# Action item:
Return the lines below that carry the word "array".

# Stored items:
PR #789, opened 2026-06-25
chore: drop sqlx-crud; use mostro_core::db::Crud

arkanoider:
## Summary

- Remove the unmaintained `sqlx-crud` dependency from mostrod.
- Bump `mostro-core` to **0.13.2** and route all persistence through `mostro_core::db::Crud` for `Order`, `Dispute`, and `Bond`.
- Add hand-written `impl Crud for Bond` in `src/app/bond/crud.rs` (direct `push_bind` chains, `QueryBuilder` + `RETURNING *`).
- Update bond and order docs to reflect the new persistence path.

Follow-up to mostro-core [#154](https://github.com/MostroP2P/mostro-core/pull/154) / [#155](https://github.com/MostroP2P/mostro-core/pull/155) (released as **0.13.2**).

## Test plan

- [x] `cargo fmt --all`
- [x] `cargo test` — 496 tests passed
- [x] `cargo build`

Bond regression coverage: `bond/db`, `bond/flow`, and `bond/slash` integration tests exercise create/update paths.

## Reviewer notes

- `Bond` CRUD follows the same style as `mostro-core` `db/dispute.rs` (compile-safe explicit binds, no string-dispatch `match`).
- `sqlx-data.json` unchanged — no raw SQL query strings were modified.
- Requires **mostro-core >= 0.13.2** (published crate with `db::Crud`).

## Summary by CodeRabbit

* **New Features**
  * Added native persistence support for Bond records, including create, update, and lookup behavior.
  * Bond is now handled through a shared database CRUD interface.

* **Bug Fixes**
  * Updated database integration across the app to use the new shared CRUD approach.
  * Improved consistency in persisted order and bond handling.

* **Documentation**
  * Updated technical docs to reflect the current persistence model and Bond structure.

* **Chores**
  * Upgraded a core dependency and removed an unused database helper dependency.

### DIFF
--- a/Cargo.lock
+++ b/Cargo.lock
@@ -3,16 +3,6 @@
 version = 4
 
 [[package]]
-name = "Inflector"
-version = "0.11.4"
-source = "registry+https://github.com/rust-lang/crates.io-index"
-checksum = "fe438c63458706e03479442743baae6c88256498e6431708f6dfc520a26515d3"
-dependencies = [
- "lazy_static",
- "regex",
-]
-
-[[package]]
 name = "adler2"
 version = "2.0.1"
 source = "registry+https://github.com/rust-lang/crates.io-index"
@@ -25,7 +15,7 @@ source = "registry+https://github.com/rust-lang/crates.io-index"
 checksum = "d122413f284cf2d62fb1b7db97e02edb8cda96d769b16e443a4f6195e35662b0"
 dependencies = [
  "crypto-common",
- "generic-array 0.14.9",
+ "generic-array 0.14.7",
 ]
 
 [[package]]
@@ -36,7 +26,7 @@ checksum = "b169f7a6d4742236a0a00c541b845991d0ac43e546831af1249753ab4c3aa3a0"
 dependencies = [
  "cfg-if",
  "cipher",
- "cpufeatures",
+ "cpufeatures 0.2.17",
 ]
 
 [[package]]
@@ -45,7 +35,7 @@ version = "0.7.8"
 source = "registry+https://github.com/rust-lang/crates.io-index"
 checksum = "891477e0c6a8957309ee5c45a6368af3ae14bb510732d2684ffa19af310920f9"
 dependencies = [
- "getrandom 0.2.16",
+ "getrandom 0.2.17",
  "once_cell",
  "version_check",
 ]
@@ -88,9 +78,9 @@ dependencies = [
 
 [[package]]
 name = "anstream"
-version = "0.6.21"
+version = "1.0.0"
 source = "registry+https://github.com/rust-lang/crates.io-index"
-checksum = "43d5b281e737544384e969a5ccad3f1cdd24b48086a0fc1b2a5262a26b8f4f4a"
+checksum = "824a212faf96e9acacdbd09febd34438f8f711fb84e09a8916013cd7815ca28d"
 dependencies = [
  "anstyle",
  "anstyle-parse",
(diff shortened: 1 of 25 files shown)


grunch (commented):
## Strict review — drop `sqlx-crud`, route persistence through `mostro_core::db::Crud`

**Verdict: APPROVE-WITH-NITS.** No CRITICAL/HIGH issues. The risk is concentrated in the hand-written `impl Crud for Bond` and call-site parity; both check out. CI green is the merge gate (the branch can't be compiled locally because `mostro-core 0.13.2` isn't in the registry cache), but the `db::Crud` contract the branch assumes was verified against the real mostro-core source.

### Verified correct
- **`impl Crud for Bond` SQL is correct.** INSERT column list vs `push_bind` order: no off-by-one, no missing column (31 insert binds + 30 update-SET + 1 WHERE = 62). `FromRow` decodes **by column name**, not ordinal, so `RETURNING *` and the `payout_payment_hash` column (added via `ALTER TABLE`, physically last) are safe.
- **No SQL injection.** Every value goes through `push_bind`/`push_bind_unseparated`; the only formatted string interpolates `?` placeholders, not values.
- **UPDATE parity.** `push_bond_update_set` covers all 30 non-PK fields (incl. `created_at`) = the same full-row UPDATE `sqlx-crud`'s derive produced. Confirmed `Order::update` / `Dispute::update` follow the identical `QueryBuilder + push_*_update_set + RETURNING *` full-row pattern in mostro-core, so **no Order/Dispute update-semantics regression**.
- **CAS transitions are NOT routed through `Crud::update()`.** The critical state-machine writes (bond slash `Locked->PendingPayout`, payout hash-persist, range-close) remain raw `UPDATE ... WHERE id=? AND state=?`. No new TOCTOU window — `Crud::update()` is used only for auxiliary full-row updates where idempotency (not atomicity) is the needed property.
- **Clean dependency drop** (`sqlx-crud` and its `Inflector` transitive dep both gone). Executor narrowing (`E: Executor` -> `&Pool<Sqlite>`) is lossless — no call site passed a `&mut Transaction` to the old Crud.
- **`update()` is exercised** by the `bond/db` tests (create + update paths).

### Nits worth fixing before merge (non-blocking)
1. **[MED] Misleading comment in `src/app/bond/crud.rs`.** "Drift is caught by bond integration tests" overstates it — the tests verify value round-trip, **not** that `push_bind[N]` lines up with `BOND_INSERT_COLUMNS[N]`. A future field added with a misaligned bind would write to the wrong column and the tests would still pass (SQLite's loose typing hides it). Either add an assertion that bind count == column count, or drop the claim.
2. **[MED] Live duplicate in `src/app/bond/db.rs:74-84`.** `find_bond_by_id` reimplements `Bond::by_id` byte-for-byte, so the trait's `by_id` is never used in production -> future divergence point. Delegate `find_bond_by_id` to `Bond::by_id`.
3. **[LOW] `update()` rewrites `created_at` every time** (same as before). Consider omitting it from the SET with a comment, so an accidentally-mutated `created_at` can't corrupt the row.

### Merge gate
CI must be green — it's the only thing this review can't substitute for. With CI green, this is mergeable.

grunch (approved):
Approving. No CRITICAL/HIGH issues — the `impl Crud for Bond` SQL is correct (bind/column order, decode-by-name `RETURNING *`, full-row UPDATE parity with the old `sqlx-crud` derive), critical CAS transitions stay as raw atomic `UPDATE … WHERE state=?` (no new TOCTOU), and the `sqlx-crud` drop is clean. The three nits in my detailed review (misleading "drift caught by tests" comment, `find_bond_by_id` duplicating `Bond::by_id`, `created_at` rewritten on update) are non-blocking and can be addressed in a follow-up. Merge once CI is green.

# Answer area:
- "generic-array 0.14.9",
+ "generic-array 0.14.7",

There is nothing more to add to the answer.